Most of the time, we want to crank up the volume to enjoy the music while we mix. This will probably be a bad idea, and here is why:
* You get tired very soon without noticing, a great recipe for a bad mix.
* The music gets compressed just by the physical limitations of your speakers so you don’t really hear the actual source.
* Room acoustics problems and unwanted resonances become very significant and distort your perception, leading you to wrong judgment and eventually bad mix.
* Protect your ears by mixing in low levels. Over the years you will lose big parts of your hearing that will never come back. So you better delay it by not exposing yourself to high levels daily.
This will not only save you a load of mixing time and CPU but it also makes things a lot simpler. For example, If you’ve got multiple “background vocal” tracks, for instance. Route them all to a bus and do your processing (EQ, compression, etc) on the buses instead of the individual channels, same with ad-libs, harmonies, doubles, etc.
Of course, you can always do SOME processing on the individual channels, but you won’t end up with 7 plugins on each channel and this will save you a lot of CPU and a lot of headache.

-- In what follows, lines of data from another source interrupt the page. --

PR #240, opened 2026-09-19
test: cover theme style helpers

### LINKED ISSUE #235: web: theme.ts originStyle, originLabel and the remaining chip helpers have no test coverage
`web/src/lib/theme.ts` sits at **52.7%** statements. `modeChip` and `isAgentOrigin` were covered in #220; the remaining style helpers are still at zero:

- `avatarStyle()` — `theme.ts:51`
- `providerChip()` — `theme.ts:67`
- `originStyle()` — `theme.ts:96`
- `agentChipStyle()` — `theme.ts:115`
- `originLabel()` — `theme.ts:123`

All five are pure string builders. No DOM, no Svelte, no fixtures.

Worth pinning:

- **`originStyle`** falls back to `ORIGIN_MAP.web` for any origin not in the map. That fallback is the interesting part — an unknown origin must render the `web` colours rather than an empty or broken style string. Pin one known origin, and one unrecognised value.
- Several origins deliberately **share** colours: `onboarding` and `interview` are both the same green, `roadmap` and `goal` are distinct from each other. Asserting the shared pairs actually match keeps a future edit from splitting them by accident.
- **`originLabel`** maps five origins to glyph-prefixed labels (`✦ onboarding`, `✦ interview`, `⟳ schedule`, `▤ roadmap`, `◎ goal`) and otherwise returns `String(o)` verbatim. The fallthrough is worth a row — an unknown origin echoes its own name, it does not return empty.
- **`agentChipStyle`** takes no arguments and its comment says it deliberately matches `originStyle`'s box so the two chips stack to the same width. That shared geometry (`padding:4px 10px`, `border-radius:999px`, the same font rule) is the thing worth asserting — check the two share those declarations rather than snapshotting the whole string.
- **`providerChip`** builds on `providerMeta(p).chip`, so assert the base prefix is present and that the `background` / `border` / `color` come from the provider's own chip metadata, rather than hard-coding hex values that would make the test a copy of the source.
- **`avatarStyle(grad, size, radius, fs)`** interpolates all four arguments. Pin that each one lands in the right declaration — passing distinct numbers for `size`, `radius` and `fs` catches a transposed-argument regression, which a single shared value would not.

### Notes

Add to the existing `web/src/lib/theme.test.ts`.

Run with `npx vitest run web/src/lib/theme.test.ts` from the repo root — `web/` is an npm workspace, so running vitest from inside `web/` is not the path we use.

Prefer asserting the declarations you care about (`expect(style).toContain("border-radius:999px")`) over full-string equality — a whole-string snapshot breaks on every unrelated tweak and does not tell the next person which rule mattered.

Worth checking your own test the way we check them: change the `originStyle` fallback from `ORIGIN_MAP.web` to `""`, or swap the `radius` and `fs` arguments in `avatarStyle`, and confirm your test fails. If it still passes, the case is not pinning the rule.

nightcityblade:
Fixes #235

Covers avatar interpolation, provider metadata colors, origin fallbacks and labels, and shared chip geometry.

Tests: `npm test -w web -- --run src/lib/theme.test.ts` (10 passed)


mar-schmidt:
Merged. The conflict was on our side: #228 created `theme.test.ts` after you branched, so your new file collided with a file that did not exist when you started. I rebased and folded your cases into the existing file — your tests are unchanged.

Mutation-tested after the merge: swapping `avatarStyle`'s height for radius, swapping `providerChip`'s bg/bd, pointing the `originStyle` fallback at cli, giving roadmap the same colors as goal, and dropping the roadmap arm from `originLabel` each fail a test. 36 tests in the file now.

This is something we all have a tendency to forget. Every plugin, and every outboard equipment is built to have a “Unity Gain” or a “sweet spot”. This is the spot where this particular device will sound the best. This means that if a certain device has an input, you want it to be set high enough and away from the noise floor to give a healthy signal but not too high in order to keep it far enough from distortion. This “sweet spot” usually sits between 60% to 90% gain.
Even plugins and DAW’s have these “level sweet spots”. when it comes to inputs in general, you want your signal to also live between 60% to 90%.
With outputs it’s a little different, you can even get it to 10% and still be ok.
So when you’re mixing, it’s important to build a good gain structure and make sure every device or plugin on your chain will work at its sweet spot. This builds up along the mixing process, giving you clarity, punch, and overall more professional sound.
Basically, the idea is to have a template with all your routings, plugins, sends, aux’s and groups already laid out for you, so you won’t have to spend the time to create them from scratch with every mix you start. Don’t be lazy and do it on your next project. Start with a list of what you use every mix, open a new project on your DAW and start building your first mixing template.
I believe that this is the right way to work with an EQ for at least 80% of the time. The idea is to listen to a source and start with taking out the frequencies you don’t like instead adding frequencies that you do like. The thing is when you subtract some frequencies from a source the things you do like about it are almost automatically come out without you having to boost them. This leaves you with a more natural sound overall. Subtractive EQ may also help create more space and room for other things in your mix.
Just because you have tons of plugins doesn’t mean you have to use them. Some mix engineers feel the need to use tens of plugins to finish a mix, this can’t be further from the truth. Most of the time we can use one or two EQs, and two or three compressors and one delay and one reverb and this is more than enough as our bred and butter. It works the same for almost everything in the music production and mixing world. You don’t have to EQ or compress everything, you don’t have to emphasize any little channel in your mix, it’s ok. This is what I’m saying to my OCD self every time I start a new mix.
Think about it, you can do multiband distortion, multiband saturation, multiband compression, multiband delay… you can pretty much divide any source to multiple bands and shape each and every one of them separately. If this is not the ultimate control, then I don’t know what is. Back in the old days when we were using mostly hardware, it wasn’t the easiest thing to achieve, but today, when everything is virtualized, the possibilities are literally endless. even though I’m a minimalist, I can use a cool ninja trick here and there every once in a while.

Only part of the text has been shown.